Actually, before you do anything else, try rebuilding the index file for the problem bam. Sometimes it's just the index that got corrupted somehow.
ok, just a second and I'll do it now :-)
the one I tested right now is the original one, before any GATK processing.
tried to rebuild the index of the GATK recalibrated bam file.
both with Picard and with Samtools.
Picard gives the very same error also when building the index
Interestingly (if we can say so) also Samtools gives a slightly different error message
and the two indexes have indeed a different size
I tried to run Picard Validation with both indexes, and they both give the same error as before.
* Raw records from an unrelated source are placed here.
Issue #592, opened 2023-07-08
query a specific account for details


AndySchroder:
**Is your feature request related to a problem? Please describe.**

Efficient administration of lnd accounts.

**Describe the solution you'd like**
Would like RPC calls for getting details about a specific account.

**Describe alternatives you've considered**
We have https://lightning.engineering/api-docs/api/lit/accounts/list-accounts , but that returns a list of all accounts. It also returns all payments for all accounts, so after a lot of accounts and activity on the server, this call is going to likely be very inefficient to use regularly.

We could instead generate a macaroon for the account, then use the macaroon to make calls to LND, but that seems like it is a bit more complex considering https://github.com/lightninglabs/lightning-terminal/issues/582 .

Issue #581, opened 2023-07-02
add a name or label option to `litcli accounts`


AndySchroder:
**Is your feature request related to a problem? Please describe.**

Way too much work to keep track of custodial accounts.

**Describe the solution you'd like**
add a name or label option to `litcli accounts`

**Describe alternatives you've considered**

Manually keep track of the id returned when you run `litcli accounts create 50000`.

levmi:
Appreciate the feedback again! This one should be relatively straightforward and easy. We'll start to get this into our queue.

AndySchroder:
I'm assuming it was implied here, but `litcli accounts create`, `litcli accounts update`, and `litcli accounts remove` should all accept the label that was assigned when creating instead of requiring the id to be used (both id or label should be usable).

AndySchroder:
Another thing that would be very useful: If there is a way to make a GRPC call by the user of the macaroon to find out the name of the account that they are using. For example, say a macaroon is used by some machine to machine interfaces like I described in https://github.com/lightninglabs/lightning-terminal/issues/583, the machine might want to be able to identify the name of the account that it is using so that it can remind the users (of the service that it is enabling) what account they need to refill if its allocated balance starts to get low (and maybe it can tell them on a monitoring screen built into that machine). This takes the burden off the users to keep track of what account is used where and it is one less piece of information to need to configure on the device. For example, say the machine is used in an organization (family, business, club, etc.) and it provides some critical service to the group, there are going to be various people that may be responsible for making sure everything is always running. They might have the ability to send more funds to each machine's account, but they don't have any control of the machines themselves. This feature would also allow you to rename the account and then that new name propagate out to all the devices or wallets that use the account.

Implementing this may be tricky because the RPC Middleware Interceptor doesn't really provide new grpc calls to LND, it just limits existing ones, so you may need to add some new message type to LND for metadata that can be intercepted to make it work.

PR #605, opened 2023-07-26
accounts: add label and AccountInfo RPC

guggero:
Fixes https://github.com/lightninglabs/lightning-terminal/issues/592.
Fixes https://github.com/lightninglabs/lightning-terminal/issues/581.

Adds a label to custodial accounts and allows individual accounts to be queried through the RPC or CLI (instead of needing to list all accounts).


cmd/litcli/accounts.go
```diff
@@ -293,29 +348,59 @@ func removeAccount(ctx *cli.Context) error {
...
-	}
-	if _, err := hex.DecodeString(accountID); err != nil {
-		return err
-	}
+		// Since we have a positional argument, we cannot be sure it's
+		// an ID. So we check if it's an ID by trying to hex decode it
+		// and by checking the length. This will break if the user
+		// chooses labels that are also valid hex encoded IDs. But since
+		// the label is supposed to be human-readable, this should be
+		// unlikely.
```
ViktorTigerstrom, line 392: nit: It shouldn't be possible for the user to set such labels, no?

ViktorTigerstrom (approved):
LGTM! Great additional features to add 🚀!

Just leaving one tiny nit that's non blocking.

cmd/litcli/accounts.go
guggero: Good point, I added a check here: https://github.com/lightninglabs/lightning-terminal/blob/568d7ad508933df0bcb4603b48594d3d0558f57b/accounts/store.go#L119

ViktorTigerstrom: Ah yeah, awesome! I realize that my comment above was a bit unclear, but I ment to say that the part of this comment I've marked isn't necessary, and can be removed as it shouldn't be possible for users to set such labels :). Though feel free to ignore this, as this isn't blocking at all and very nit picky!

bitromortac (approved):
LGTM :zap:, great work!

PR #616, opened 2023-08-07
terminal: dont block indefinitely on macaroon channel

ellemouton:
In this commit, we ensure that when we wait on the macaroon channel for the macaroon from the integrated LND, that we also listen to other exit signals such as the interceptor, lndQuit chanel and the error channel. This is to prevent shutdown from blocking forever in the case where there was an issue preventing LND from sending the initial macaroon.

The issue was caught in this comment: https://github.com/lightninglabs/lightning-terminal/pull/541#discussion_r1285486027

### DIFF
--- a/terminal.go
+++ b/terminal.go
@@ -536,31 +536,56 @@ func (g *LightningTerminal) start() error {
 		return fmt.Errorf("error displaying startup info: %v", err)
 	}
 
+	// waitForSignal is a helper closure that can be used to wait on the
+	// given channel for a signal while also being responsive to an error
+	// from the error Queue, LND quiting or the interceptor receiving a
+	// shutdown signal.
+	waitForSignal := func(c chan struct{}) error {
+		select {
+		case <-c:
+			return nil
+
+		case err := <-g.errQueue.ChanOut():
+			return err
+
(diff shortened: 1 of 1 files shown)


terminal.go
```diff
@@ -526,31 +526,57 @@ func (g *LightningTerminal) start() error {
...
-	// Wait for lnd to be unlocked, then start all clients.
-	select {
-	case <-readyChan:
+	// waitForSignal is a helper closure that can be used to wait on the
+	// given channel for a signal while also being responsive to an error
+	// from the error Queue, LND quiting or the interceptor receiving a
+	// shutdown signal.
+	waitForSignal := func(c chan struct{}) error {
+		select {
+		case <-c:
```
guggero, line 535: nit: return `nil` here (and remove the `return` at the end of the closure) to make things even more explicit?

guggero (approved):
tACK, LGTM :tada: 
Very nice fix, thanks!

terminal.go
ellemouton: good idea :) done!

ViktorTigerstrom (approved):
tACK LGTM 🚀 🔥!

PR #617, opened 2023-08-07
multi: allow LND and subserver whitelisted calls

ellemouton:
This PR does a few things:

1. Ensures that Lit register's LND's State server to it's REST server 
2. Allow LND's & Lit's and all Lit's subserver's whitelisted endpoints to pass through without requiring a macaroon

### DIFF
--- a/perms/manager.go
+++ b/perms/manager.go
@@ -49,8 +49,13 @@ func NewManager(withAllSubServers bool) (*Manager, error) {
 	permissions := make(map[string]map[string][]bakery.Op)
 	permissions[litPerms] = RequiredPermissions
 	permissions[lndPerms] = lnd.MainRPCServerPermissions()
-	for k, v := range whiteListedLNDMethods {
-		permissions[lndPerms][k] = v
+
+	for url := range whiteListedLitMethods {
+		permissions[litPerms][url] = []bakery.Op{}
+	}
+
+	for url := range whiteListedLNDMethods {
+		permissions[lndPerms][url] = []bakery.Op{}
 	}
 
 	// Collect all LND sub-server permissions along with the name of the
@@ -94,6 +99,18 @@ func NewManager(withAllSubServers bool) (*Manager, error) {
 		fixedPerms:        permissions,
 		perms:             allPerms,
 	}, nil
+}
+
+// IsWhiteListedURL returns true if the given URL has been whitelisted meaning
+// that it does not require a macaroon for validation. A URL is considered
+// white-listed if it has no operations associated with a URL.
+func (pm *Manager) IsWhiteListedURL(url string) bool {
+	pm.permsMu.Lock()
+	defer pm.permsMu.Unlock()
+
+	ops, ok := pm.perms[url]
+
+	return ok && len(ops) == 0
 }
 
 // RegisterSubServer adds the permissions of a given sub-server to the set
--- a/perms/manager.go
+++ b/perms/manager.go
@@ -116,7 +116,7 @@ func (pm *Manager) IsWhiteListedURL(url string) bool {
 // RegisterSubServer adds the permissions of a given sub-server to the set
 // managed by the Manager.
 func (pm *Manager) RegisterSubServer(name string,
-	permissions map[string][]bakery.Op) {
+	permissions map[string][]bakery.Op, whiteListURLs map[string]struct{}) {
 
 	pm.permsMu.Lock()
 	defer pm.permsMu.Unlock()
@@ -125,6 +125,15 @@ func (pm *Manager) RegisterSubServer(name string,
 
 	for uri, ops := range permissions {
 		pm.perms[uri] = ops
+	}
+
+	for url := range whiteListURLs {
+		pm.perms[url] = nil
+
+		if pm.fixedPerms[name] == nil {
+			pm.fixedPerms[name] = make(map[string][]bakery.Op)
+		}
+		pm.fixedPerms[name][url] = []bakery.Op{}
 	}
 }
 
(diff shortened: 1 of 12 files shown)


guggero (approved):
LGTM :tada:

jamaljsr:
When integrating with `tapd`'s universe stats HTTP endpoints, I ran into an issue with `litd` requiring a macaroon for [whitelisted](https://github.com/lightninglabs/taproot-assets/blob/v0.2.3/perms/perms.go#L208-L209) RPCs. 

Can this be addressed in this PR or should I open a separate issue?

ellemouton:
ah! great catch @jamaljsr ! Yeah I think it defs makes sense to add that in this PR. Will do asap 👍

perms/manager.go
```diff
@@ -96,6 +101,18 @@ func NewManager(withAllSubServers bool) (*Manager, error) {
...
+// IsWhiteListedURL returns true if the given URL has been whitelisted meaning
+// that it does not require a macaroon for validation. A URL is considered
+// white-listed if it has no operations associated with a URL.
+func (pm *Manager) IsWhiteListedURL(url string) bool {
+	pm.permsMu.Lock()
+	defer pm.permsMu.Unlock()
+
+	ops, ok := pm.perms[url]
+
+	return ok && len(ops) == 0
```
ellemouton, line 113: is this an ok axiom?

ellemouton: compared to a previous version of this pr which kept an explicit whitelist. Just realised it might not be needed if this assumption is ok

ellemouton:
@guggero - apologies, im re-requesting your review cause quite a bit has changed now so that whitelisted calls from other sub-servers are also taken into account

subservers/taproot-assets.go
```diff
@@ -174,3 +174,11 @@ func (t *taprootAssetsSubServer) MacPath() string {
 func (t *taprootAssetsSubServer) Permissions() map[string][]bakery.Op {
 	return perms.RequiredPermissions
 }
+
+// WhiteListedURLs returns a map of all the sub-server's URLs that can be
+// accessed without a macaroon.
+//
+// NOTE: this is part of the SubServer interface.
+func (t *taprootAssetsSubServer) WhiteListedURLs() map[string]struct{} {
+	return perms.MacaroonWhitelist(true)
```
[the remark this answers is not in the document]
guggero: We should probably use the value of `t.cfg.RpcConf.AllowPublicStats` instead.

perms/manager.go
```diff
@@ -49,8 +49,13 @@ func NewManager(withAllSubServers bool) (*Manager, error) {
 	permissions := make(map[string]map[string][]bakery.Op)
 	permissions[litPerms] = RequiredPermissions
 	permissions[lndPerms] = lnd.MainRPCServerPermissions()
-	for k, v := range whiteListedLNDMethods {
-		permissions[lndPerms][k] = v
+
+	for k := range whiteListedLitMethods {
```
guggero, line 53: If we're using the `IsWhiteListedURL` is being used, do we still need this? I assume yes, just to still recognize the URI as a valid call?

guggero, line 53: nit: `k` vs `url` below.

guggero (commented):
Very nice, just one small change then we're good to go.

perms/manager.go
ellemouton: resolving as discussed offline :)

subservers/taproot-assets.go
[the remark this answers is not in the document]
ellemouton: cool, added the `t.cfg.RpcConf.AllowPublicStats | t.remote` as discussed

ellemouton:
Thanks @guggero 🎉  updated!

subservers/taproot-assets.go
```diff
@@ -174,3 +174,19 @@ func (t *taprootAssetsSubServer) MacPath() string {
...
 	return perms.RequiredPermissions
 }
+
+// WhiteListedURLs returns a map of all the sub-server's URLs that can be
+// accessed without a macaroon.
+//
+// NOTE: this is part of the SubServer interface.
+func (t *taprootAssetsSubServer) WhiteListedURLs() map[string]struct{} {
+	// If the taproot-asset daemon is running in integrated mode, then we
+	// the cfg.RpcConf.AllowPublicStats to determine if the public stats
```
guggero, line 184: nit: "then we _use_ the ..."?

guggero (approved):

ViktorTigerstrom (approved):
LGTM, very clean PR :fire::rocket:!

Just for clarification, I just want to verify as well that it's intentional that the `LightningTerminal.Permissions` function won't include any whitelisted urls, as will happen with this PR. That's intended behaviour, correct? I'm asking because I'm not 100% what "permissions for which the external validator of the terminal is responsible." really entails.

ellemouton:
> Just for clarification, I just want to verify as well that it's intentional that the LightningTerminal.Permissions function won't include any whitelisted urls, as will happen with this PR. That's intended behaviour, correct? I'm asking because I'm not 100% what "permissions for which the external validator of the terminal is responsible." really entails.

As far as I can see, `LightningTerminal.Permissions()` calls `perms.Manager.GetLitPerms()` which returns everything in  `fixedPerms`. If a Lit itself has whitelist perms, these will be added to `fixedPerms` in the `NewManager` function. Then, if any subserver registers whitelist URLs via `RegisterSubServer`, then these will also be added to `fixedPerms`. So `Lightning.Permissions` right now _will_ include the whiltelist calls. Or am I misunderstanding?

ViktorTigerstrom:
> As far as I can see, `LightningTerminal.Permissions()` calls `perms.Manager.GetLitPerms()` which returns everything in `fixedPerms`.

Ah wait, I realised that I was confused sorry. I interpreted yesterday  that `GetLitPerms` looped over the specific `[]bakery.Op` list for an url to add it to `result`, which would have resulted in whitelisted urls not getting added as a url is whitelisted by having an empty `[]bakery.Op` list.
But I see now that `GetLitPerms` loops over the outer `map[string][]bakery.Op`, which should mean that the specific url does indeed get added.

Sorry for the confusion :).

PR #620, opened 2023-08-08
Front-end integration for disabled subservers

itsrachelfish:
This PR creates a new SubServerStatus store which checks which services are being run by litd. When loop and pool are not running or are in an error state, the page displays an error message:

image

Depends on #541


app/src/store/store.ts
```diff
@@ -157,11 +159,18 @@ export class Store {
...
     await this.channelStore.fetchChannels();
-    await this.swapStore.fetchSwaps();
     await this.nodeStore.fetchBalances();
     await this.sessionStore.fetchSessions();
+
+    if (
+      this.subServerStore.subServers.loop?.running &&
+      !this.subServerStore.subServers.loop?.error
+    ) {
+      await this.swapStore.fetchSwaps();
```
jbrill, line 172: If our subserver loop state changes, will the store be refreshed ?

jbrill (changes requested):
Looks great! Just a few minor things

jbrill:
Also for the svg, we might want to tweak the color to be `fill="currentColor"` instead of `fill="none"`

dstrukt:
ACK to @jbrill's SVG comment!

app/src/store/store.ts
itsrachelfish: @jbrill After talking with Elle she explained that the subserver status server does not update when runtime errors are encountered. Currently the subserver status server only catches errors on startup.

Since we aren't polling the subserver status server for changes, there's no way for the state to change in the background. I should make sure that we fetch updated subserver information when navigating between pages though.

ellemouton: yeah - currently we can only check if it started successfully and there isnt currently a way to ping the server to see if it has crashed after startup (at least not at the moment)

jbrill: Gotcha -- thanks for the explanation 👍

app/src/store/stores/subServerStore.ts
```diff
@@ -0,0 +1,40 @@
...
+    this.serverStatus.subServersMap.map(([serverName, serverStatus]) => {
+      subServers[serverName] = serverStatus;
+    });
+
+    return subServers;
+  }
+
+  /** fetch subserver statuses from the lit API */
+  async fetchStatus() {
+    const serverStatus = await this._store.api.lit.listSubServerStatus();
```
jbrill, line 34: Might make sense to have `try`/`catch` error handling here. Could also add a loading property to the class

jamaljsr (approved):
tACK. Great work on this @itsrachelfish!  I tested and confirmed both the `disabled` and `error` statuses. The functionality is good to go, so approved from my end.

I left some comments on code improvements that could be made if time permits, or saved for a follow-up PR.

app/src/store/views/appView.ts
```diff
@@ -36,6 +36,9 @@ export default class AppView {
   goTo(route: string) {
     if (this._store.router.location.pathname !== route) {
       this._store.router.push(route);
+
+      // Check for updates to subservers when navigating between pages
+      this._store.subServerStore.fetchStatus();
```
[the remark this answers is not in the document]
itsrachelfish: I included this in case the node restarts while the UI is still open.

This often happens for me during development. For example, while testing the subserver changes I often leave my lightning-terminal browser window open while I make changes to my `regtest.yml` file and restart the containers. Without this change my subserver status won't update unless I manually refresh the page. Maybe this isn't likely to happen in a real-world scenario :thinking:

jbrill (approved):

app/src/store/views/appView.ts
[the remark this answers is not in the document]
jamaljsr: Yea, I don't think it's a good trade-off to have all users fetch so aggressively just to streamline this rare case for average users. The streaming RPCs also disconnect when the node is restarted, so users need to reload the page to regain full functionality of the frontend app.

app/src/components/loop/LoopPage.tsx
```diff
@@ -26,8 +27,20 @@ const LoopPage: React.FC = () => {
...
+  if (subServerStore.subServers.loop?.disabled) {
+    return <SubServerStatus isDisabled={true} />;
+  } else if (subServerStore.subServers.loop?.error) {
+    return (
+      <SubServerStatus
+        isDisabled={false}
+        errorMessage={subServerStore.subServers.loop.error}
+      />
+    );
+  }
```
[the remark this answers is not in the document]
itsrachelfish: @jamaljsr As per your suggestion all of the subserver error message logic has been moved into a new `SubServerRequired` component 

https://github.com/lightninglabs/lightning-terminal/blob/54d04cb1288e962df8d8456d0d5d6631ccfa1c10/app/src/components/common/SubServerRequired.tsx#L67-L75

app/src/store/stores/subServerStore.ts
```diff
@@ -0,0 +1,51 @@
...
+  [key: string]: STATUS.SubServerStatus.AsObject;
+}
+
+export default class SubServerStore {
+  private _store: Store;
+
+  loading = false;
+
+  /** an array map of available subservers and their current status */
+  serverStatus: STATUS.SubServerStatusResp.AsObject = { subServersMap: [] };
```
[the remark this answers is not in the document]
itsrachelfish: I defined `SubServerStatus` like you suggested and put it in `types/state.ts`. I refactored all of the subserver logic to use this type instead of storing the RPC response object.

app/src/types/state.ts
```diff
@@ -69,3 +69,9 @@ export enum ChannelStatus {
  * duration is not just a random number.
  */
 export type LeaseDuration = number;
+
+export interface SubServerStatus {
+  disabled: boolean;
+  running: boolean;
+  error: string;
+}
```
jamaljsr, line 77: Perect location for this 👌

app/src/store/stores/subServerStore.ts
```diff
@@ -0,0 +1,47 @@
...
+  loop: SubServerStatus;
+  pool: SubServerStatus;
+}
+
+export default class SubServerStore {
+  private _store: Store;
+
+  loading = false;
+
+  subServers: SubServers = { loop: {} as SubServerStatus, pool: {} as SubServerStatus };
```
jamaljsr, line 16: I'd highly recommend initializing the fields in these obects with default values instead of empty object. You'll tend to run into hard to catch bugs when the types don't match the actual data stored in these variables.

```ts
  subServers: SubServers = {
    loop: {
      disabled: false,
      running: true,
      error: '',
    },
    pool: {
      disabled: false,
      running: true,
      error: '',
    },
  };
```

jamaljsr (commented):
Fantastic update! The code looks so much cleaner now.

Just have one more small suggestion.

app/src/store/stores/subServerStore.ts
itsrachelfish: Safer code is now being used :+1: 

https://github.com/lightninglabs/lightning-terminal/blob/106897df2a17595c8481c6e743d231124f469704/app/src/store/stores/subServerStore.ts#L16-L27

jbrill (approved):
Looks great! Thanks for the updates! 🚀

I am also running again the entire pipeline on these two files, but I don't have other ideas..
thanks
if we want to make things a bit more complicated, I've re-run the entire pipeline on those two samples, and the new recalibrated bam files generated at the end were this time ok.
ReduceRead didn't give any other error, and produced a validated reduced bam file.
I would be really curious to know where such a variability might come from.
but thanks for the suggestions.
Hi @flescai,
I think one of your files was corrupted or truncated; either during a transfer operation or a run terminated by accident. Some tools will notice the issue and some won't, due to how they access data, which is probably why the errors were inconsistent. Re-running the whole pipeline is the right thing to do in such cases.